Spatial expression of Cbfa1/Runx2 isoforms in teeth and characterization of binding sites in the DSPP gene.

Cbfa1/Runx2 is an essential transcription factor for osteoblast and odontoblast differentiation. Heterogeneous mutations of Cbfa1 gene result in cleidocranial dysplasia, an autosomal dominant syndrome, characterized by abnormal skeletal genesis and dental disorders. Recently three Cbfa1/Runx isoforms (Pebp2 alpha A/type I, til-1/type II, and Osf2/type III) have been identified that differ in their amino-terminal sequences. The precise roles of Cbfa1/Runx2 isoforms in odontoblast development are not known. The purpose of this study was to determine and compare expression patterns of the three Cbfa1/Runx2 isoforms in newborn tooth organs. Toward this aim, we developed three probes: type I and type II, which specifically hybridize with Pebp2 alpha A and til-1, respectively, and type II/III, which hybridizes with osf2 and partially with til-1. In addition, Cbfa1/Runx2 binding sites were identified in the regulatory elements of mouse dentin sialophosphoprotein (mDSPP) gene, which encodes a matrix protein expressed during odontogenesis.
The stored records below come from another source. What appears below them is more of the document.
PR #5526, opened 2018-10-28
Fixes #4387 ignore wlp user dir for runnable

### LINKED ISSUE #4387: Runnable JAR execution fails when WLP_USER_DIR env var is set to "other" location with CWWKE0005E
With WLP_USER_DIR set, running the server as executable JAR gives:

```
$ java -jar target/batch-bonuspayout-application.jar
Extracting files to .....\wlpExtract\batch-bonuspayout-application_621724882767969\wlp
Successfully extracted all product files.
CWWKE0005E: The runtime environment could not be launched.
CWWKE0031E: Specified server BonusPayout does not exist; use the --create option to create a new server. serverPath: /some/other/location/servers/BonusPayout
```

This is pretty straightforward to recreate:

1. Build a server as a runnable JAR 
    * One way is to take a Maven build such as [the BonusPayout sample](https://github.com/WASdev/sample.batch.bonuspayout) and do `mvn package`
2. Set WLP_USER_DIR to some other location:
> export WLP_USER_DIR=/some/other/location
3. Run server with
>    java -jar target/batch-bonuspayout-application.jar

Not sure if there's any complicated interplay between WLP_USER_DIR, and WLP_OUTPUT_DIR, the latter of which is [documented here](https://www.ibm.com/support/knowledgecenter/en/SSEQTP_liberty/com.ibm.websphere.wlp.doc/ae/rwlp_setup_jarserver.html).

At a naive, first take, though, it seems that the user dir is going to effectively be set to the extracted location, so what should it matter that a WLP_USER_DIR is set in the environment.   It seems it should maybe be ignored.

scottkurz:
Fixes #4387

### DIFF
--- a/dev/com.ibm.ws.kernel.boot.core/src/com/ibm/ws/kernel/boot/cmdline/Utils.java
+++ b/dev/com.ibm.ws.kernel.boot.core/src/com/ibm/ws/kernel/boot/cmdline/Utils.java
@@ -64,7 +64,7 @@ public class Utils {
             File resultDir = null;
 
             // If this property is set we want to ignore the WLP_USER_DIR env var and use the <install>/usr dir
-            if (Boolean.getBoolean(BootstrapConstants.LOC_PROPERTY_INSTANCE_DIR_IGNORE_ENV)) {
+            if (Boolean.getBoolean(BootstrapConstants.LOC_PROPERTY_IGNORE_INSTANCE_DIR_FROM_ENV)) {
                 resultDir = getDefaultInstallBasedUserDir();
             } else {
                 userDirLoc = System.getenv(BootstrapConstants.ENV_WLP_USER_DIR);
@@ -72,7 +72,7 @@ public class Utils {
                     resultDir = new File(userDirLoc);
                 } else {
 
-                    // PI20344: Check if the Java property is set, which is the normal case when
+                    // Check if the Java property is set, which is the normal case when
                     // the server is embedded; i.e. they didn't launch it from the command line.
                     userDirLoc = System.getProperty(BootstrapConstants.ENV_WLP_USER_DIR);
                     if (userDirLoc != null) {
--- a/dev/com.ibm.ws.kernel.boot.core/src/com/ibm/ws/kernel/boot/cmdline/Utils.java
+++ b/dev/com.ibm.ws.kernel.boot.core/src/com/ibm/ws/kernel/boot/cmdline/Utils.java
@@ -62,26 +62,39 @@ public class Utils {
         // when the server is started from the command line.
         if (userDir.get() == null) {
             File resultDir = null;
-            userDirLoc = System.getenv(BootstrapConstants.ENV_WLP_USER_DIR);
-            if (userDirLoc != null) {
-                resultDir = new File(userDirLoc);
-            } else {
 
-                // PI20344: Check if the Java property is set, which is the normal case when
-                // the server is embedded; i.e. they didn't launch it from the command line.
-                userDirLoc = System.getProperty(BootstrapConstants.ENV_WLP_USER_DIR);
+            // If this property is set we want to ignore the WLP_USER_DIR env var and use the <install>/usr dir
+            if (Boolean.getBoolean(BootstrapConstants.LOC_PROPERTY_INSTANCE_DIR_IGNORE_ENV)) {
+                resultDir = getDefaultInstallBasedUserDir();
+            } else {
+                userDirLoc = System.getenv(BootstrapConstants.ENV_WLP_USER_DIR);
                 if (userDirLoc != null) {
                     resultDir = new File(userDirLoc);
                 } else {
-                    File installDir = Utils.getInstallDir();
-                    if (installDir != null) {
-                        resultDir = new File(installDir, "usr");
+
+                    // PI20344: Check if the Java property is set, which is the normal case when
+                    // the server is embedded; i.e. they didn't launch it from the command line.
+                    userDirLoc = System.getProperty(BootstrapConstants.ENV_WLP_USER_DIR);
+                    if (userDirLoc != null) {
+                        resultDir = new File(userDirLoc);
+                    } else {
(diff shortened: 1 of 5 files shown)


scottkurz:
#build

scottkurz:
TODOs:
1. Look for other places in the code reading WLP_USER_DIR.
2. Maybe should set new prop unconditionally, not just in the 1-JVM case.

scottkurz:
#build

scottkurz:
Some timeout tests, plus non-timeout tests in:
  - com.ibm.ws.webserver.plugin.runtime_fat FAT tests
  - com.ibm.ws.jsonb_fat

Both these failures seem to reflect issues with DS dependency graphs, which I don't see I could have affected.   Going to rebase and re-run.

scottkurz:
#build

dev/wlp.lib.extract_fat/fat/src/wlp/lib/extract/PackageRunnableTest.java
```diff
@@ -49,24 +49,30 @@
     /*
      * return env as array and add WLP_JAR_EXTRACT_DIR=extractDirectory
      */
-    private static String[] runEnv(String extractDirectory) {
+    private static String[] runEnv(String extractDirectory, boolean useDummyUserDir) {
```
shighbar: Some comments on when to useDummyUserDir might be helpful. If we have this Boolean I'm wondering why not have a test where we test the true scenario as well?

dev/wlp.lib.extract/src/wlp/lib/extract/SelfExtractRun.java
```diff
@@ -339,6 +339,8 @@ private static int runServerInline(String extractDirectory,
 
         Properties props = System.getProperties();
 
+        // Setting this tells us the boostrap to ignore any WLP_USER_DIR that happens to be set and use the <install>/usr from the extracted server install.
+        props.setProperty("wlp.prefer.default.user.dir", "true");
```
shighbar: Is there a case where we would want some other directory in a self extracted run? This locks that in - which may be ok in this scenario but wondering if there are cases where it might make sense to have some other dir even in self runable jar?

dev/wlp.lib.extract_fat/fat/src/wlp/lib/extract/PackageRunnableTest.java
scottkurz: Thanks for taking a look.

I added some comments in my updated (and rebased) PR .

I actually did refactor the `testRunnableJar` test so the net result is both true/false boolean values are passed through this method (both are passed to the `executeTheJar` method as well).

Also this test class has some pretty heavy-weight methods with forking processes and the cleanup involved (including a sleep for 30 seconds)... which makes me think this isn't going to be one where we add too many more different test methods to.

dev/wlp.lib.extract/src/wlp/lib/extract/SelfExtractRun.java
scottkurz: @NottyCode  any opinions here?

scottkurz:
#build

dev/com.ibm.ws.kernel.boot.core/src/com/ibm/ws/kernel/boot/cmdline/Utils.java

In situ hybridization performed with the specific Cbfa1/Runx2 isoform probes demonstrated that all isoforms are expressed in teeth and bone. The type I isoform was expressed at higher levels than isoforms type II and type II/III in developing newborn mouse incisors. Genomic mDSPP clones were isolated and characterized containing approximately 2.6 kb of the promoter region. Computer analysis of the promoter segment and intron 1 revealed a number of potential transcriptional factor binding sites including five Cbfa1/Runx2 binding sites, three in the promoter region and two within intron 1. DNA-protein assay and antibody supershift experiments showed that these binding sites interact with nuclear extracts isolated from the mouse odontoblast cell line MO6-G3. Further characterization of the functional role of Cbfa1/Runx2 in the regulation of the mDSPP gene expression is being investigated.